Pick every line out of the entries below that has the string "What", and copy it.

Content starts

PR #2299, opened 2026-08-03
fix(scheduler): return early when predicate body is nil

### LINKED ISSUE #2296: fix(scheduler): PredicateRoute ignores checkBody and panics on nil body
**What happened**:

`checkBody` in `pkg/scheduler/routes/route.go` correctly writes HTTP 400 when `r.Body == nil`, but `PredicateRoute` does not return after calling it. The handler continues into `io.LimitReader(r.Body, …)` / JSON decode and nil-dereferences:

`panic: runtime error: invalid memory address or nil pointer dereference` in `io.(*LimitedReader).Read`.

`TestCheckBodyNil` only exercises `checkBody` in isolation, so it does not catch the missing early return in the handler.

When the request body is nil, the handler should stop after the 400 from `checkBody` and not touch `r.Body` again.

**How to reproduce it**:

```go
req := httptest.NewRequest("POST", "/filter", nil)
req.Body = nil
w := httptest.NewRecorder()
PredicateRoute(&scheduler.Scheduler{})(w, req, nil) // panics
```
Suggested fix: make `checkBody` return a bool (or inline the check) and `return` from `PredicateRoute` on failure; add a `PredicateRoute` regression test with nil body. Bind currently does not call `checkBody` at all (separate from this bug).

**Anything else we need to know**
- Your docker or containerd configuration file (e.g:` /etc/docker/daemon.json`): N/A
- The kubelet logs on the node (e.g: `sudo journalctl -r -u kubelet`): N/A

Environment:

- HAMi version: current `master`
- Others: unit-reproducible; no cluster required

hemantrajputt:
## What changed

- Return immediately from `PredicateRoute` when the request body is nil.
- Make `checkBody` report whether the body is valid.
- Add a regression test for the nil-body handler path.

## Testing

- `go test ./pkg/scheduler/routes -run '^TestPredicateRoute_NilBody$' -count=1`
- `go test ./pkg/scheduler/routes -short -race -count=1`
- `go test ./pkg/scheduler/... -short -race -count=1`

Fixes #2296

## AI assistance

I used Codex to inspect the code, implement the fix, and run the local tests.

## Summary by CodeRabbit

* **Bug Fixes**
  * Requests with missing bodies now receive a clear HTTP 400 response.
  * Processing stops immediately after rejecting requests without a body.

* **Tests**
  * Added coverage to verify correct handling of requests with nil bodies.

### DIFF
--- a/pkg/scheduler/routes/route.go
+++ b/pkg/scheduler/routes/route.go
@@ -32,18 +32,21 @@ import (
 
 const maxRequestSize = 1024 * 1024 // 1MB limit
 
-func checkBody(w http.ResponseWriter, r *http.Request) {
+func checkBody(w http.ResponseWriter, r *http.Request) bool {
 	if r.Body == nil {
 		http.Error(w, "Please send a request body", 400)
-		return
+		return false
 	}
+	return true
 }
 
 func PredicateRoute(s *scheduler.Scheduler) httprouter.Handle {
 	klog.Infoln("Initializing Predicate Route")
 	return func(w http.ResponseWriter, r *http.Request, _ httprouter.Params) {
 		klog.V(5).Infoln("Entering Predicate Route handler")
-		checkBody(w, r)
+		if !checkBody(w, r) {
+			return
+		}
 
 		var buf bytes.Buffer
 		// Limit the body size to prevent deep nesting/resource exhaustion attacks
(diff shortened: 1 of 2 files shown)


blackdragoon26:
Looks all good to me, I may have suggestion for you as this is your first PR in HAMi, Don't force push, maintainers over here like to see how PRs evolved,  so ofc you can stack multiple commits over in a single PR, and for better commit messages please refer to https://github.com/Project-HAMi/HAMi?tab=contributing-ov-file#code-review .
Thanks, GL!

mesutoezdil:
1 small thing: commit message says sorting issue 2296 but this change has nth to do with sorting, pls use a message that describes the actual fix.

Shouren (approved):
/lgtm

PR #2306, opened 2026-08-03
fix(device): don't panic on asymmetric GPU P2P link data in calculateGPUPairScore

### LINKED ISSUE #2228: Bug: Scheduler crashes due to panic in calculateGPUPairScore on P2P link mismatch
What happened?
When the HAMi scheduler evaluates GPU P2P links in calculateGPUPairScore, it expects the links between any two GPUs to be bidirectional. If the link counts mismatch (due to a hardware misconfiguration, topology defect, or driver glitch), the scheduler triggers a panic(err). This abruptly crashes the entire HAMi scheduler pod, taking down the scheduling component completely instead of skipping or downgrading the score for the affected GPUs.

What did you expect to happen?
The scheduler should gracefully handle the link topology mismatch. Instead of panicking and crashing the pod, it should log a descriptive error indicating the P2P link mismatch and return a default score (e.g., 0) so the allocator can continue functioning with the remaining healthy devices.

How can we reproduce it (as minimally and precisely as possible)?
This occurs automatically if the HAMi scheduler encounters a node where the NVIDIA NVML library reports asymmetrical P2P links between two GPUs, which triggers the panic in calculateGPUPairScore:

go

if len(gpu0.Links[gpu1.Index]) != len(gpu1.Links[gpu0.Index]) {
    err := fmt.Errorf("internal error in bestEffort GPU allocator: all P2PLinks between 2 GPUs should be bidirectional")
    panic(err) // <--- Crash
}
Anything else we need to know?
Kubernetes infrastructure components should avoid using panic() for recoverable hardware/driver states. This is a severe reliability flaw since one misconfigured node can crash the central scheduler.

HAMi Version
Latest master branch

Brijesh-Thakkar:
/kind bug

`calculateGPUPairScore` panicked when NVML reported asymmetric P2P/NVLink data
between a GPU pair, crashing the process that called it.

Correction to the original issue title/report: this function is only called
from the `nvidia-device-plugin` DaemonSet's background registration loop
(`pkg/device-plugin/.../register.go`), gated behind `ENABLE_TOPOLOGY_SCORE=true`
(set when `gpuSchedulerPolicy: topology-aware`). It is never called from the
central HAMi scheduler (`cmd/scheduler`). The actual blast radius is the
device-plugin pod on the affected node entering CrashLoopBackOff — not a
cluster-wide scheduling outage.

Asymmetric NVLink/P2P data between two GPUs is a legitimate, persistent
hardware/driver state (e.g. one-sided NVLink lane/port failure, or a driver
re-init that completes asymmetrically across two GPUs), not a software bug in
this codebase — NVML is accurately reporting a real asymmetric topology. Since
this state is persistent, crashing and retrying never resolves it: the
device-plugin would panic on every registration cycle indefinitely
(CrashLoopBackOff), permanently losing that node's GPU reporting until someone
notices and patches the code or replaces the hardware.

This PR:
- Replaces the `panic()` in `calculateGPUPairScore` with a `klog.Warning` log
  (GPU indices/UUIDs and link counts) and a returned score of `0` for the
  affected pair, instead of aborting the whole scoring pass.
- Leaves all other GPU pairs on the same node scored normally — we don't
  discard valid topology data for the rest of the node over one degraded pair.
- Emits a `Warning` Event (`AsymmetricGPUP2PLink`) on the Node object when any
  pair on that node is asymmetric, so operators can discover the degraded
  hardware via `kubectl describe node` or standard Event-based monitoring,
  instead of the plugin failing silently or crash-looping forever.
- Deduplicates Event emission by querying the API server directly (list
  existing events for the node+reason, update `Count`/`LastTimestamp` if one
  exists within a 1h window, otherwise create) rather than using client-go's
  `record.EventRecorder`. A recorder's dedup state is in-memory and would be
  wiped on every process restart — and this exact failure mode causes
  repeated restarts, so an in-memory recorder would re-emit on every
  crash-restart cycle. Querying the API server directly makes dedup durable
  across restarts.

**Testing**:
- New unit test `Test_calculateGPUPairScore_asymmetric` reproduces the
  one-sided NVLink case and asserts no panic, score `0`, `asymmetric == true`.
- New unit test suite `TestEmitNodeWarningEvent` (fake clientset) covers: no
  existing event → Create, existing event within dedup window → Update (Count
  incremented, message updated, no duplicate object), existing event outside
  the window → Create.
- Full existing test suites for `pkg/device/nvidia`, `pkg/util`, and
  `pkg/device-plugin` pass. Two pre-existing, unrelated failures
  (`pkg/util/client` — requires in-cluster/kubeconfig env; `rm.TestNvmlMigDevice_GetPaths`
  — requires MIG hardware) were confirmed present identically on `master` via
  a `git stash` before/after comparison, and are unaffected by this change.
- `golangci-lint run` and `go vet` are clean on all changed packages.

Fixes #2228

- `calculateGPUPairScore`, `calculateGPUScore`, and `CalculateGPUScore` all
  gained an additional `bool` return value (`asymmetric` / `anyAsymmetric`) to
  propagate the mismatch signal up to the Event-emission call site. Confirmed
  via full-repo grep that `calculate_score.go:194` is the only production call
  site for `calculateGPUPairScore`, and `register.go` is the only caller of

Content ends

__OUTPUT BELOW__
**What happened**:
## What changed
What happened?
What did you expect to happen?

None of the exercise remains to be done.